%%

PR #841, opened 2025-01-22
add: dynamic template function

Mr-Ao-Dragon:
- Added an advanced template system.
- Update hello-world to the latest version.
- Add an empty program to quickly start writing.
- Added a package template.

### DIFF
--- a/internal/cli/new.go
+++ b/internal/cli/new.go
@@ -2,11 +2,12 @@ package cli
 
 import (
 	"fmt"
+	"github.com/nevalang/neva/internal"
 	"os"
 	"path/filepath"
 
 	"github.com/nevalang/neva/pkg"
-	cli "github.com/urfave/cli/v2"
+	"github.com/urfave/cli/v2"
 )
 
 func newNewCmd(workdir string) *cli.Command {
@@ -19,21 +20,36 @@ func newNewCmd(workdir string) *cli.Command {
 				if err := os.Mkdir(pathArg, 0755); err != nil {
 					return err
 				}
-				return createNevaMod(pathArg)
+				return createNevaMod(pathArg, "hello-world")
 			}
-			return createNevaMod(workdir)
+			return createNevaMod(workdir, "hello-world")
+		},
+		Flags: []cli.Flag{
+			&cli.StringFlag{
+				Name:     "template",
+				Usage:    "Specify the template for creating new projects.",
+				Required: false,
+
+				Action: func(context *cli.Context, templateName string) error {
+					if templateName == "" {
+						templateName = "hello-world"
+					}
+					pathArg := context.Args().First()
+					if err := os.Mkdir(pathArg, 0755); err != nil {
+						return err
+					}
+					return createNevaMod(pathArg, templateName)
+
+				},
+			},
 		},
 	}
 }
 
-func createNevaMod(path string) error {
+func createNevaMod(path string, templateName string) error {
 	// Create neva.yml file
 	nevaYmlContent := fmt.Sprintf("neva: %s", pkg.Version)
-	if err := os.WriteFile(
-		filepath.Join(path, "neva.yml"),
-		[]byte(nevaYmlContent),
-		0644,
-	); err != nil {
+	if err := os.WriteFile(filepath.Join(path, "neva.yml"), []byte(nevaYmlContent), 0644); err != nil {
 		return err
 	}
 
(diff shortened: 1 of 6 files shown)


internal/cli/new.go
```diff
@@ -19,21 +20,36 @@ func newNewCmd(workdir string) *cli.Command {
...
+
+				Action: func(context *cli.Context, templateName string) error {
+					if templateName == "" {
+						templateName = "hello-world"
+					}
+					pathArg := context.Args().First()
+					if err := os.Mkdir(pathArg, 0755); err != nil {
+						return err
+					}
+					return createNevaMod(pathArg, templateName)
```
emil14, line 41: Did you test it? Asking because I was thinking `Action` work different. Looks like we call `createNevaMod` two times: from action of the command and form action of the flag. Take a look at how I use flag-actions in other commands (just to set variable and then use it command-action)

internal/templates/empty.neva
```diff
@@ -0,0 +1,11 @@
+// import as here
+// eg. import { fmt }
+
+def Main(start any) (stop any) {
+    // code as here
```
emil14, line 5: `// code as here` -> `// define nodes here`

internal/templates/empty.neva
```diff
@@ -0,0 +1,11 @@
...
+
+    ---
+    // flow as here
```
emil14, line 8: `// flow as here` -> `// define network here`

internal/templates/hello-world.neva
```diff
@@ -0,0 +1,7 @@
+import { fmt }
+
+def Main(start Any)(stop Any) {
+    println fmt.println<string>
```
emil14, line 4: `fmt.println` -> `fmt.Println`

internal/templates/hello-world.neva
```diff
@@ -0,0 +1,7 @@
...
+    ---
+    :start -> "hello world!" -> println -> stop
```
emil14, line 6: `stop` -> `:stop`

internal/templates/hello-world.neva
```diff
@@ -0,0 +1,7 @@
+import { fmt }
```
emil14, line 1: Please move to `internal/cli/templates`, this and the next one

internal/templates/hello-world.neva
```diff
@@ -0,0 +1,7 @@
...
+
+def Main(start Any)(stop Any) {
```
emil14, line 3: `(start Any)(stop Any)` -> `(start any) (stop any)`

internal/templates/package.neva
```diff
@@ -0,0 +1,7 @@
+// don't forget modify i/o type and name
+
+pub def YourNode(in Any)(out Any) {
```
emil14, line 3: `def YourNode(in Any)(out Any)` -> `def YourComponent(data any) (res any)`

internal/templates/package.neva
```diff
@@ -0,0 +1,7 @@
+// don't forget modify i/o type and name
```
emil14, line 1: 1. looks like this template won't compile because it lacks `Main` component
2. name `package` is a little bit ambiguous. what exactly this template should be?

emil14:
Hey there, thanks for the PR. Please answer these two questions, before we merge this:

1. What problem are we trying to solve?
2. Can we add e2e tests that ensure that this functionality works?

Number `1` is the most important, please do not proceed to make changes before we agreed on that 🙏

internal/templates/package.neva
Mr-Ao-Dragon: This template is intended to be reference ready and is not intended to be compilable

internal/templates/hello-world.neva
Mr-Ao-Dragon: Maybe I should just move all the templates to internal\cli\templates?

Mr-Ao-Dragon:
Let me fix the syntax of the template first

Mr-Ao-Dragon:
> Can we add e2e tests that ensure that this functionality works? 

yes, i will

Mr-Ao-Dragon:
> What problem are we trying to solve?

By adding this feature, users can choose their own faster templates for development, and we don't have to do anything to new.go when we add new templates, we can just write them.

internal/templates/hello-world.neva
emil14: Yes, that's was my intention :)

internal/templates/package.neva
emil14: So what will happen if user will run `neva build --template=package`? It will create neva module without executable package? It's like for developing libraries?

emil14:
> By adding this feature, users can choose their own faster templates for development, and we don't have to do anything to new.go when we add new templates, we can just write them.

Let's discuss on Discord

Mr-Ao-Dragon:
neva doesn't have an ecosystem at the moment and this pr is currently unnecessary, so I decided to close it.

%%

» What is expected
Write out every entry exactly as given.

» Task answer
PR #841, opened 2025-01-22
add: dynamic template function

Mr-Ao-Dragon:
- Added an advanced template system.
- Update hello-world to the latest version.
- Add an empty program to quickly start writing.
- Added a package template.

### DIFF
--- a/internal/cli/new.go
+++ b/internal/cli/new.go
@@ -2,11 +2,12 @@ package cli
 
 import (
 	"fmt"
+	"github.com/nevalang/neva/internal"
 	"os"
 	"path/filepath"
 
 	"github.com/nevalang/neva/pkg"
-	cli "github.com/urfave/cli/v2"
+	"github.com/urfave/cli/v2"
 )
 
 func newNewCmd(workdir string) *cli.Command {
@@ -19,21 +20,36 @@ func newNewCmd(workdir string) *cli.Command {
 				if err := os.Mkdir(pathArg, 0755); err != nil {
 					return err
 				}
-				return createNevaMod(pathArg)
+				return createNevaMod(pathArg, "hello-world")
 			}
-			return createNevaMod(workdir)
+			return createNevaMod(workdir, "hello-world")
+		},
+		Flags: []cli.Flag{
+			&cli.StringFlag{
+				Name:     "template",
+				Usage:    "Specify the template for creating new projects.",
+				Required: false,
+
+				Action: func(context *cli.Context, templateName string) error {
+					if templateName == "" {
+						templateName = "hello-world"
+					}
+					pathArg := context.Args().First()
+					if err := os.Mkdir(pathArg, 0755); err != nil {
+						return err
+					}
+					return createNevaMod(pathArg, templateName)
+
+				},
+			},
 		},
 	}
 }
 
-func createNevaMod(path string) error {
+func createNevaMod(path string, templateName string) error {
 	// Create neva.yml file
 	nevaYmlContent := fmt.Sprintf("neva: %s", pkg.Version)
-	if err := os.WriteFile(
-		filepath.Join(path, "neva.yml"),
-		[]byte(nevaYmlContent),
-		0644,
-	); err != nil {
+	if err := os.WriteFile(filepath.Join(path, "neva.yml"), []byte(nevaYmlContent), 0644); err != nil {
 		return err
 	}
 
(diff shortened: 1 of 6 files shown)


internal/cli/new.go
```diff
@@ -19,21 +20,36 @@ func newNewCmd(workdir string) *cli.Command {
...
+
+				Action: func(context *cli.Context, templateName string) error {
+					if templateName == "" {
+						templateName = "hello-world"
+					}
+					pathArg := context.Args().First()
+					if err := os.Mkdir(pathArg, 0755); err != nil {
+						return err
+					}
+					return createNevaMod(pathArg, templateName)
```
emil14, line 41: Did you test it? Asking because I was thinking `Action` work different. Looks like we call `createNevaMod` two times: from action of the command and form action of the flag. Take a look at how I use flag-actions in other commands (just to set variable and then use it command-action)

internal/templates/empty.neva
```diff
@@ -0,0 +1,11 @@
+// import as here
+// eg. import { fmt }
+
+def Main(start any) (stop any) {
+    // code as here
```
emil14, line 5: `// code as here` -> `// define nodes here`

internal/templates/empty.neva
```diff
@@ -0,0 +1,11 @@
...
+
+    ---
+    // flow as here
```
emil14, line 8: `// flow as here` -> `// define network here`

internal/templates/hello-world.neva
```diff
@@ -0,0 +1,7 @@
+import { fmt }
+
+def Main(start Any)(stop Any) {
+    println fmt.println<string>
```
emil14, line 4: `fmt.println` -> `fmt.Println`

internal/templates/hello-world.neva
```diff
@@ -0,0 +1,7 @@
...
+    ---
+    :start -> "hello world!" -> println -> stop
```
emil14, line 6: `stop` -> `:stop`

internal/templates/hello-world.neva
```diff
@@ -0,0 +1,7 @@
+import { fmt }
```
emil14, line 1: Please move to `internal/cli/templates`, this and the next one

internal/templates/hello-world.neva
```diff
@@ -0,0 +1,7 @@
...
+
+def Main(start Any)(stop Any) {
```
emil14, line 3: `(start Any)(stop Any)` -> `(start any) (stop any)`

internal/templates/package.neva
```diff
@@ -0,0 +1,7 @@
+// don't forget modify i/o type and name
+
+pub def YourNode(in Any)(out Any) {
```
emil14, line 3: `def YourNode(in Any)(out Any)` -> `def YourComponent(data any) (res any)`

internal/templates/package.neva
```diff
@@ -0,0 +1,7 @@
+// don't forget modify i/o type and name
```
emil14, line 1: 1. looks like this template won't compile because it lacks `Main` component
2. name `package` is a little bit ambiguous. what exactly this template should be?

emil14:
Hey there, thanks for the PR. Please answer these two questions, before we merge this:

1. What problem are we trying to solve?
2. Can we add e2e tests that ensure that this functionality works?

Number `1` is the most important, please do not proceed to make changes before we agreed on that 🙏

internal/templates/package.neva
Mr-Ao-Dragon: This template is intended to be reference ready and is not intended to be compilable

internal/templates/hello-world.neva
Mr-Ao-Dragon: Maybe I should just move all the templates to internal\cli\templates?

Mr-Ao-Dragon:
Let me fix the syntax of the template first

Mr-Ao-Dragon:
> Can we add e2e tests that ensure that this functionality works? 

yes, i will

Mr-Ao-Dragon:
> What problem are we trying to solve?

By adding this feature, users can choose their own faster templates for development, and we don't have to do anything to new.go when we add new templates, we can just write them.

internal/templates/hello-world.neva
emil14: Yes, that's was my intention :)

internal/templates/package.neva
emil14: So what will happen if user will run `neva build --template=package`? It will create neva module without executable package? It's like for developing libraries?

emil14:
> By adding this feature, users can choose their own faster templates for development, and we don't have to do anything to new.go when we add new templates, we can just write them.

Let's discuss on Discord

Mr-Ao-Dragon:
neva doesn't have an ecosystem at the moment and this pr is currently unnecessary, so I decided to close it.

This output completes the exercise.